Stored items:

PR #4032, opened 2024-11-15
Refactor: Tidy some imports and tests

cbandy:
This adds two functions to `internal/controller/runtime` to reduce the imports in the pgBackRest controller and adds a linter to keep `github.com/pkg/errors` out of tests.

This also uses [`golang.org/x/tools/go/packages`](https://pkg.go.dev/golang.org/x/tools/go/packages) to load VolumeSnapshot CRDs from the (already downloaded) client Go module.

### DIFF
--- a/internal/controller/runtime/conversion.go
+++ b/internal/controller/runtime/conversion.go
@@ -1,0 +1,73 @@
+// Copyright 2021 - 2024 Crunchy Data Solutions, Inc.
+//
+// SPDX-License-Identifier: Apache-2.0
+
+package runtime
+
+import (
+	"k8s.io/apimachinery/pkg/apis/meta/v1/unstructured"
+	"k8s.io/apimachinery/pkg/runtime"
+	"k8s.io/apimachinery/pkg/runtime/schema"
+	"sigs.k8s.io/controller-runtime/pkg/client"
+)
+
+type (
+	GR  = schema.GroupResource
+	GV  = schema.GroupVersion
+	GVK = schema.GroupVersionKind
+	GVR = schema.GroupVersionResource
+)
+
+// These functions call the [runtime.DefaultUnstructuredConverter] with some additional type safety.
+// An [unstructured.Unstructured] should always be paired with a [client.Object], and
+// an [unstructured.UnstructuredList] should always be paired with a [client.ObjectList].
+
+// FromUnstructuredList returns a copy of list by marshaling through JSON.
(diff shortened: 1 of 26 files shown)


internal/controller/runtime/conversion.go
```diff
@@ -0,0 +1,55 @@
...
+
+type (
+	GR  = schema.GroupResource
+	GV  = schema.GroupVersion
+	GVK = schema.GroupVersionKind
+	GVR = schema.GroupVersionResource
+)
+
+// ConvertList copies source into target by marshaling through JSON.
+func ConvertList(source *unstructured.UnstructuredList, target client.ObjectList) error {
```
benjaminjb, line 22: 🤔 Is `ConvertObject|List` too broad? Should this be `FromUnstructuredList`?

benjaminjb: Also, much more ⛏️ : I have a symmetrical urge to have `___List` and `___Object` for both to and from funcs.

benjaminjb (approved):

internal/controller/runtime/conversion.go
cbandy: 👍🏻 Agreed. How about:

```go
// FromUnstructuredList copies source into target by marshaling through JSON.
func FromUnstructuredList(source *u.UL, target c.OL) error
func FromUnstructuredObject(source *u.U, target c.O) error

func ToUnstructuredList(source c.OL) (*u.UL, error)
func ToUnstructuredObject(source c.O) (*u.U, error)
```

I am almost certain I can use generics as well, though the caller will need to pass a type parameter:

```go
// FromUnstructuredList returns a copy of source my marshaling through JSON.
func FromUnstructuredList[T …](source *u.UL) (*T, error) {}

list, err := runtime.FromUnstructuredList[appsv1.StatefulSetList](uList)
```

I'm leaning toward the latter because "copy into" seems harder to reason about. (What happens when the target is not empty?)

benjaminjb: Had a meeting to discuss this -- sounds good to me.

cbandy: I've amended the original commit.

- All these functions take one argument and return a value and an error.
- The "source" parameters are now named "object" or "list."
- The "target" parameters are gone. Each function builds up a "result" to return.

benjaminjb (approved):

...

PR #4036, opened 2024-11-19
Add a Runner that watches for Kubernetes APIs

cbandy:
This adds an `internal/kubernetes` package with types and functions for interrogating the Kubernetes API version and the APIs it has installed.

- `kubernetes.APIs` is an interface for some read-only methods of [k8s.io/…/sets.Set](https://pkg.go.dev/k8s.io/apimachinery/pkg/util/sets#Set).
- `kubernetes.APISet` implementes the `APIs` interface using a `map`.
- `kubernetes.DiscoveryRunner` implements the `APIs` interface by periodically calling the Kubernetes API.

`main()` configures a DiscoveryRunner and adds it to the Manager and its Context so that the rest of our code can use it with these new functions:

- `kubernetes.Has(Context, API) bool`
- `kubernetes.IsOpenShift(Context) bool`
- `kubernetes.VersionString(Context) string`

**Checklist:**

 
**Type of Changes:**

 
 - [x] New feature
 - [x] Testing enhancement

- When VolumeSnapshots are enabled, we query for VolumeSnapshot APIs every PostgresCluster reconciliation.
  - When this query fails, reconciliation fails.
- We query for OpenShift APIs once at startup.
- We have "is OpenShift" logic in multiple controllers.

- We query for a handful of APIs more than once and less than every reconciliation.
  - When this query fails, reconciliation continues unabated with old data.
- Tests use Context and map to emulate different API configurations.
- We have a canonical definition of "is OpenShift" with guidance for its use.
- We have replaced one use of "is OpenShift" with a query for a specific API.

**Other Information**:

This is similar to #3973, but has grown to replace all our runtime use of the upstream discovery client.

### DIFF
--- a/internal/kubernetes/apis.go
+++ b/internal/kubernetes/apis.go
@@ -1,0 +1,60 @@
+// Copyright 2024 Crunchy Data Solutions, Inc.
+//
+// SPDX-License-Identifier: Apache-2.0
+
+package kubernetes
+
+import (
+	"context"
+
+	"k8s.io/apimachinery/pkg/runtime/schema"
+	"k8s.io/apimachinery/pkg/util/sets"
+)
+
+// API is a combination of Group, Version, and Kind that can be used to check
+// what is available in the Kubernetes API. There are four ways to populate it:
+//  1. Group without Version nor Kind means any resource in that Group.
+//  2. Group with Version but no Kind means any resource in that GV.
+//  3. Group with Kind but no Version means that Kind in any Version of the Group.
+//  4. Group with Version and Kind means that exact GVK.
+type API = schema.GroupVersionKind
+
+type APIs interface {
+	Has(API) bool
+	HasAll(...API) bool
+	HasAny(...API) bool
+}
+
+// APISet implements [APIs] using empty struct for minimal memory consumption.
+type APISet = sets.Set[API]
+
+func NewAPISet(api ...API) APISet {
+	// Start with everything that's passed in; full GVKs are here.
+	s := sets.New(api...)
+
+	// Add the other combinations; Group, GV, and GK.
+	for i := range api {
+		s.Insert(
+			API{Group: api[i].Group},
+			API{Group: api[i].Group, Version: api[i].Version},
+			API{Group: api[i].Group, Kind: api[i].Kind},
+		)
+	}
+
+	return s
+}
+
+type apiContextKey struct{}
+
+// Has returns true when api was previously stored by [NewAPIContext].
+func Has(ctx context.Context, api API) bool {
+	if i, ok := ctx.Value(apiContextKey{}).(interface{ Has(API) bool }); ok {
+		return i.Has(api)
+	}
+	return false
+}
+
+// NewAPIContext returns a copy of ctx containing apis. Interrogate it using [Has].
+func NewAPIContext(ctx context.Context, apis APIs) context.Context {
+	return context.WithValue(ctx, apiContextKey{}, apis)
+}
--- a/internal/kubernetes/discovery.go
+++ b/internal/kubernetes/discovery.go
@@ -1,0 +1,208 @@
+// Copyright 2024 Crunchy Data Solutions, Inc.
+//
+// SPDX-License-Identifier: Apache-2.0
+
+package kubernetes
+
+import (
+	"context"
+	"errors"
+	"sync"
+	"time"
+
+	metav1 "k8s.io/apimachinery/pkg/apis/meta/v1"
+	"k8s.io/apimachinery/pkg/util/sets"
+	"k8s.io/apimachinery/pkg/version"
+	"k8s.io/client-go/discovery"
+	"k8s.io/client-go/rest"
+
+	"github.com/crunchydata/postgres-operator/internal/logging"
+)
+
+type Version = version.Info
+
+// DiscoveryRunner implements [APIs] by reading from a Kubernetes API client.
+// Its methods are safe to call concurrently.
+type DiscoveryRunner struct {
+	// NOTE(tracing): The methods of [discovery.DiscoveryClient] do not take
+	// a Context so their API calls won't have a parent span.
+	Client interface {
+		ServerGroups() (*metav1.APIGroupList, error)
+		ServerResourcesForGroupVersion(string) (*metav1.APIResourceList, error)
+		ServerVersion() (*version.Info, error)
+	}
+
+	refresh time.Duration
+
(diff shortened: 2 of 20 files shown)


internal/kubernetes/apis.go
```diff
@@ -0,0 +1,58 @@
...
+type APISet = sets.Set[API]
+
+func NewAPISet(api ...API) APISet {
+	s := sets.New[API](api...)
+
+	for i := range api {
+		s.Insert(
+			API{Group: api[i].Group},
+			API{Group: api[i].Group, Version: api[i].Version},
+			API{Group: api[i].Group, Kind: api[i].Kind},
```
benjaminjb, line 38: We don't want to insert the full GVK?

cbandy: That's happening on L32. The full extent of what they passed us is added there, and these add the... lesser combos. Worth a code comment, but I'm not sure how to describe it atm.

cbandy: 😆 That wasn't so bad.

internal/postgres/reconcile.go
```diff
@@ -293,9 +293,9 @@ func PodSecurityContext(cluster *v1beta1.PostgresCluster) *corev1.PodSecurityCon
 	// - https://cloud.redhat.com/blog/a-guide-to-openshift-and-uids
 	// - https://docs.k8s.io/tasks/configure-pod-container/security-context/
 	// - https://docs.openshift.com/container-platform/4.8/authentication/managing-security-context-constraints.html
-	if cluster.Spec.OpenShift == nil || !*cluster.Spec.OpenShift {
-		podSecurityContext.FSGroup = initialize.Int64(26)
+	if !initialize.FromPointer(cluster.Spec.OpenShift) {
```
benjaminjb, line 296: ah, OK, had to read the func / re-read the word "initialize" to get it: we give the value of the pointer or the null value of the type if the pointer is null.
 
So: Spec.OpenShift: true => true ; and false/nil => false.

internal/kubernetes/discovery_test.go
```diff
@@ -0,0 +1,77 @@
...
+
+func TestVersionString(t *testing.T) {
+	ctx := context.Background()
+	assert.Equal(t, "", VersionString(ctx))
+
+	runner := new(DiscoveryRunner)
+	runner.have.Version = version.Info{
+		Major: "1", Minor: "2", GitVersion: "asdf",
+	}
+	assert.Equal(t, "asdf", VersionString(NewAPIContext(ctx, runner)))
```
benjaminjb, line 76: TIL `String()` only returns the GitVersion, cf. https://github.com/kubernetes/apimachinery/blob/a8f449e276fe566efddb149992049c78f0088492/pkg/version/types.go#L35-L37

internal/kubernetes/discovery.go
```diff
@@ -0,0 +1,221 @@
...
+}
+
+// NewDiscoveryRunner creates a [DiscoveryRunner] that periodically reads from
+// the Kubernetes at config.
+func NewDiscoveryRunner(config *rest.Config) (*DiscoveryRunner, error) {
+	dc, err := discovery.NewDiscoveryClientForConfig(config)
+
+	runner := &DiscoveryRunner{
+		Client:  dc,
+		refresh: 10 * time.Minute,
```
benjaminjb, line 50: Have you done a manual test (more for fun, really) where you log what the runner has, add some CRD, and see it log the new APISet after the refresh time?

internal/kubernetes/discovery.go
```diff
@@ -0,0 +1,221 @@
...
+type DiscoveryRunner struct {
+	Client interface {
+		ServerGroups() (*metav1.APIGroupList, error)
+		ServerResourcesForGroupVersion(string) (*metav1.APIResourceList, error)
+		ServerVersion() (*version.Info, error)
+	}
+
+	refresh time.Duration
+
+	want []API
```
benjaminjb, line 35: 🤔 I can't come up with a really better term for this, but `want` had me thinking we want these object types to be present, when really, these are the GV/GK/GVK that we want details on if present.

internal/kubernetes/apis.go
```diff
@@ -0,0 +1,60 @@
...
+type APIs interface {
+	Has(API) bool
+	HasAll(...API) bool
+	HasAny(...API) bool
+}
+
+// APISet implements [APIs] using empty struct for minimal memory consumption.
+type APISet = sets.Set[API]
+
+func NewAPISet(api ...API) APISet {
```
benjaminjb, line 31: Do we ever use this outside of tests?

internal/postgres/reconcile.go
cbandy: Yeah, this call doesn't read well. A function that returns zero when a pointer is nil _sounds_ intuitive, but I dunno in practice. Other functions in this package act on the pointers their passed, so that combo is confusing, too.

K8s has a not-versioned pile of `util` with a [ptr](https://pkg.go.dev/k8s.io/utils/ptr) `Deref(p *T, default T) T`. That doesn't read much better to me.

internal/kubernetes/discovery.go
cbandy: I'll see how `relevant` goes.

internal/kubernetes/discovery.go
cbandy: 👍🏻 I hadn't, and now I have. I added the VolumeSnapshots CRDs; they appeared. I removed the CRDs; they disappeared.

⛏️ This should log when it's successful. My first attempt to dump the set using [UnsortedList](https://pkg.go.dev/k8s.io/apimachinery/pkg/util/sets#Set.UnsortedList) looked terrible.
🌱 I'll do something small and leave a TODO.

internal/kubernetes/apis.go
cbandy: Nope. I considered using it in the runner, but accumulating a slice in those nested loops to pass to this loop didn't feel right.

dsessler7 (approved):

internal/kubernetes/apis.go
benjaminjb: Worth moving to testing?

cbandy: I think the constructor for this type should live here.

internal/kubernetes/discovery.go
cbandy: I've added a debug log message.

...

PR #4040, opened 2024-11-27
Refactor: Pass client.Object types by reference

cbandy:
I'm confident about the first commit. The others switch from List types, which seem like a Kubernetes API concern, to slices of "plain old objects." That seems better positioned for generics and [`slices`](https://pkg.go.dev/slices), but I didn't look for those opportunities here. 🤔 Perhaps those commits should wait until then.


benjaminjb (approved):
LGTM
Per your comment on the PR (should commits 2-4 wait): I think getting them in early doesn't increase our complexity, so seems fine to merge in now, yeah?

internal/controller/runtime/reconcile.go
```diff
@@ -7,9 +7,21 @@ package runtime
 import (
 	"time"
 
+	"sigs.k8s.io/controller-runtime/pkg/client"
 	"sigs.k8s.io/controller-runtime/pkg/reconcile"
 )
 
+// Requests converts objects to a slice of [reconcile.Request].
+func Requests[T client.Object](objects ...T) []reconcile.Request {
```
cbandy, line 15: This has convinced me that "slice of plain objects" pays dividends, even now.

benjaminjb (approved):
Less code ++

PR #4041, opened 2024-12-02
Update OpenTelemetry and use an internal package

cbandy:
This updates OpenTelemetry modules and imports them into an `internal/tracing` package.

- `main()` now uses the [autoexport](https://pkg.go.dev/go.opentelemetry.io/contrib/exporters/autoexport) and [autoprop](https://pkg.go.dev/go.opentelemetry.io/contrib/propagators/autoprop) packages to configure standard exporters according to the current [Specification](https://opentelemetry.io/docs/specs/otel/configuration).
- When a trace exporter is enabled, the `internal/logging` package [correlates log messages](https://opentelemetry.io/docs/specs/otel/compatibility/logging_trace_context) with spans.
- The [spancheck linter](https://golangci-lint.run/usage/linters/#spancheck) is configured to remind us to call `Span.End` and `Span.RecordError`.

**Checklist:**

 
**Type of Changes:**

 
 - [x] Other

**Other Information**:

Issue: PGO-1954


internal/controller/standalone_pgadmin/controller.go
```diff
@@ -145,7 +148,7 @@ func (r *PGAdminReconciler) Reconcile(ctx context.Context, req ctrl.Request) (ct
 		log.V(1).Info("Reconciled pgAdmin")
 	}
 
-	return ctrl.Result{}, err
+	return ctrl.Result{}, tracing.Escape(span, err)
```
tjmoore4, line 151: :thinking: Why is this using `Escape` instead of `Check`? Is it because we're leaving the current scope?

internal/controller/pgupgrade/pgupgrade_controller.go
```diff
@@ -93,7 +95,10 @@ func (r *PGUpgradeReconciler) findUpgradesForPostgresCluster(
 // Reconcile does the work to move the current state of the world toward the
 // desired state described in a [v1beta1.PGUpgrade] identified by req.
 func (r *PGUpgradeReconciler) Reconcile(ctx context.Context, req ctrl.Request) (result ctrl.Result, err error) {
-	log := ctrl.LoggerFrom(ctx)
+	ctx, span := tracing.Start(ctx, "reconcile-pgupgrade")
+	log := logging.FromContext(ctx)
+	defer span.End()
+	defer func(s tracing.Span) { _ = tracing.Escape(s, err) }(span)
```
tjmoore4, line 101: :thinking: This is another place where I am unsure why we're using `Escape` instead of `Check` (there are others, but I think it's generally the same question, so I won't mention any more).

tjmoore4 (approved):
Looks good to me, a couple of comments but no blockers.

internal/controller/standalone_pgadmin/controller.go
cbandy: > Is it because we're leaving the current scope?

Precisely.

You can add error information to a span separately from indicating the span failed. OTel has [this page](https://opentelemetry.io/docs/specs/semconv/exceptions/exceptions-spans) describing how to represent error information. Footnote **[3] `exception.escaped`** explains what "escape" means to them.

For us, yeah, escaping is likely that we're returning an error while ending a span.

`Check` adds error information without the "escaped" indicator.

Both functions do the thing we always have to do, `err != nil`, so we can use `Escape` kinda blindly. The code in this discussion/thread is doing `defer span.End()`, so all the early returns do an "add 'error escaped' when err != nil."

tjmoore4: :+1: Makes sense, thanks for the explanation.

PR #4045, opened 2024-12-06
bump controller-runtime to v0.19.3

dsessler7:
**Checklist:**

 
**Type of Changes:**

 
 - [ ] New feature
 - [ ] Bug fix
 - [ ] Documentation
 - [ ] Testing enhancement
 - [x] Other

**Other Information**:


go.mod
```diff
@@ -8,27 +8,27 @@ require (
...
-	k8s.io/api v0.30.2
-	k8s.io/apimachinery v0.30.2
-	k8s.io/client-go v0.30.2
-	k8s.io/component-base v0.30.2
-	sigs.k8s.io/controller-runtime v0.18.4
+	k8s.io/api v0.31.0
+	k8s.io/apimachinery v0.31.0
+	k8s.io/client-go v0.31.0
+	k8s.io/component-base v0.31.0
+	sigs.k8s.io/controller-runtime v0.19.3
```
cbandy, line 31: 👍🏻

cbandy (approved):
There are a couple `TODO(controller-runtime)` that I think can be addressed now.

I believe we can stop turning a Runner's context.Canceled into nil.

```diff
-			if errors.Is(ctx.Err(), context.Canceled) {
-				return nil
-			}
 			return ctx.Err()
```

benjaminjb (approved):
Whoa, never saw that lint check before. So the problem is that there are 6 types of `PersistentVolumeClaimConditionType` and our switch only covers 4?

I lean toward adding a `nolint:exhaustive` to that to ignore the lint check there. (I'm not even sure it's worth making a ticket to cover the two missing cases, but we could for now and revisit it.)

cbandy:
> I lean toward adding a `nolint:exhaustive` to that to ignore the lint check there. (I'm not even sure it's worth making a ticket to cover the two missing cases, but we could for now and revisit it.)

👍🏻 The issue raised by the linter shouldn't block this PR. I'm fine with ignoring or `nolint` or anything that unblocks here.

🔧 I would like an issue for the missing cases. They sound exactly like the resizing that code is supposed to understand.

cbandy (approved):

What needs to be done: Only the lines with the string "first" are wanted; pick them out of the records above and copy them.

Solution:
⛏️ This should log when it's successful. My first attempt to dump the set using [UnsortedList](https://pkg.go.dev/k8s.io/apimachinery/pkg/util/sets#Set.UnsortedList) looked terrible.
I'm confident about the first commit. The others switch from List types, which seem like a Kubernetes API concern, to slices of "plain old objects." That seems better positioned for generics and [`slices`](https://pkg.go.dev/slices), but I didn't look for those opportunities here. 🤔 Perhaps those commits should wait until then.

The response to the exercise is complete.